-- Problem description --
Set down exactly the lines running from the line with "This branch adds" to the end of the listing below, both ends included.
Extracted information Block Start
Issue #792, opened 2018-08-31
AppCenter translation is not showing in Portuguese (Brazil)


darthmaulbr:
AppCenter translation is not showing in Portuguese (Brazil).
It's fully translated at Weblate.

PR #857, opened 2018-10-14
Add Portuguese and Brazilian Portuguese to LINGUAS

leonardo-lemos:
This branch adds pt and pt_BR to LINGUAS and make those two languages work in AppCenter.


ryonakano:
Fixes #792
Extracted information Block End
-- Expected answer --
This branch adds pt and pt_BR to LINGUAS and make those two languages work in AppCenter.


ryonakano:
Fixes #792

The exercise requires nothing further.